한빛사논문
Ji An Kang1,2,3,4, Yoon Jung Kim1,2,3,4 and Young Joo Jeon 1,3
1Department of Biochemistry, Chungnam National University College of Medicine, Daejeon 35015, Korea.
2Brain Korea 21 FOUR Project for Medical Science, Chungnam National University, Daejeon 35015, Korea.
3Department of Medical Science, Chungnam National University College of Medicine, Daejeon 35015, Korea.
4These authors contributed equally: Ji An Kang, Yoon Jung Kim.

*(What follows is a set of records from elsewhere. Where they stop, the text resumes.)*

PR #534, opened 2024-11-13
Enable mail configuration by default

Kidswiss:
The settings are adjusted to match APPUiO Cloud. According to internal docs our mailgun currently only supports the `appuio.cloud` domain.

## Checklist

      changelog.
      linked in the changelog.

### DIFF
--- a/class/defaults.yml
+++ b/class/defaults.yml
@@ -501,11 +501,11 @@ parameters:
       controlNamespace: "syn-appcat-control"
       # Works only for VSHN services for now
       emailAlerting:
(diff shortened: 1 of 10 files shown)


zugao (approved):
LGTM. The email is disabled as long as customer does not add his email, is that right?

Kidswiss:
> LGTM. The email is disabled as long as customer does not add his email, is that right?

Yes that is correct.

Also, we might want to have another sender address in the future, but for now this is good enough... At least they should get mails with this.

Corresponding author: Correspondence to Young Joo Jeon.
Abstract
ISG15, the product of interferon (IFN)-stimulated gene 15, is the first identified ubiquitin-like protein (UBL), which plays multifaceted roles not only as a free intracellular or extracellular molecule but also as a post-translational modifier in the process of ISG15 conjugation (ISGylation). ISG15 has only been identified in vertebrates, indicating that the functions of ISG15 and its conjugation are restricted to higher eukaryotes and have evolved with IFN signaling. Despite the highlighted complexity of ISG15 and ISGylation, it has been suggested that ISG15 and ISGylation profoundly impact a variety of cellular processes, including protein translation, autophagy, exosome secretion, cytokine secretion, cytoskeleton dynamics, DNA damage response, telomere shortening, and immune modulation, which emphasizes the necessity of reassessing ISG15 and ISGylation. However, the underlying mechanisms and molecular consequences of ISG15 and ISGylation remain poorly defined, largely due to a lack of knowledge on the ISG15 target repertoire. In this review, we provide a comprehensive overview of the mechanistic understanding and molecular consequences of ISG15 and ISGylation. We also highlight new insights into the roles of ISG15 and ISGylation not only in physiology but also in the pathogenesis of various human diseases, especially in cancer, which could contribute to therapeutic intervention in human diseases.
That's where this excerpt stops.